DATA PROVIDED:
PR #72, opened 2025-09-14
Add CSWatch plugin

Leon135:
Everything about this plugin is in readme.md

To put it simply, it adds a button with text cswat.ch which redirects to cswat.ch website.
This website is useful when looking up information about counter-strike players

### DIFF
--- a/.gitmodules
+++ b/.gitmodules
@@ -52,3 +52,6 @@
 [submodule "plugins/cswatch-plugin"]
 	path = plugins/cswatch-plugin
 	url = https://github.com/Leon135/cswatch-plugin.git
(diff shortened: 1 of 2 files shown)


shdwmtr (changes requested):
Why is the plugin named "CSWatCH" instead of "CSWatch" as per their official website? 

Also, your `backend/main.py` has logs for "Leetify". Remove or rename them to prevent confusing end users.

Leon135:
Okay, everything should be now fixed and ready to go

Leon135:
Interesting error, I don't think rsync is the cause of it. I will look at it later.

Leon135:
fixed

WHAT IS BEING ASKED:
Write every line of the material out again exactly.

RESULT FOR THIS TASK:
PR #72, opened 2025-09-14
Add CSWatch plugin

Leon135:
Everything about this plugin is in readme.md

To put it simply, it adds a button with text cswat.ch which redirects to cswat.ch website.
This website is useful when looking up information about counter-strike players

### DIFF
--- a/.gitmodules
+++ b/.gitmodules
@@ -52,3 +52,6 @@
 [submodule "plugins/cswatch-plugin"]
 	path = plugins/cswatch-plugin
 	url = https://github.com/Leon135/cswatch-plugin.git
(diff shortened: 1 of 2 files shown)


shdwmtr (changes requested):
Why is the plugin named "CSWatCH" instead of "CSWatch" as per their official website? 

Also, your `backend/main.py` has logs for "Leetify". Remove or rename them to prevent confusing end users.

Leon135:
Okay, everything should be now fixed and ready to go

Leon135:
Interesting error, I don't think rsync is the cause of it. I will look at it later.

Leon135:
fixed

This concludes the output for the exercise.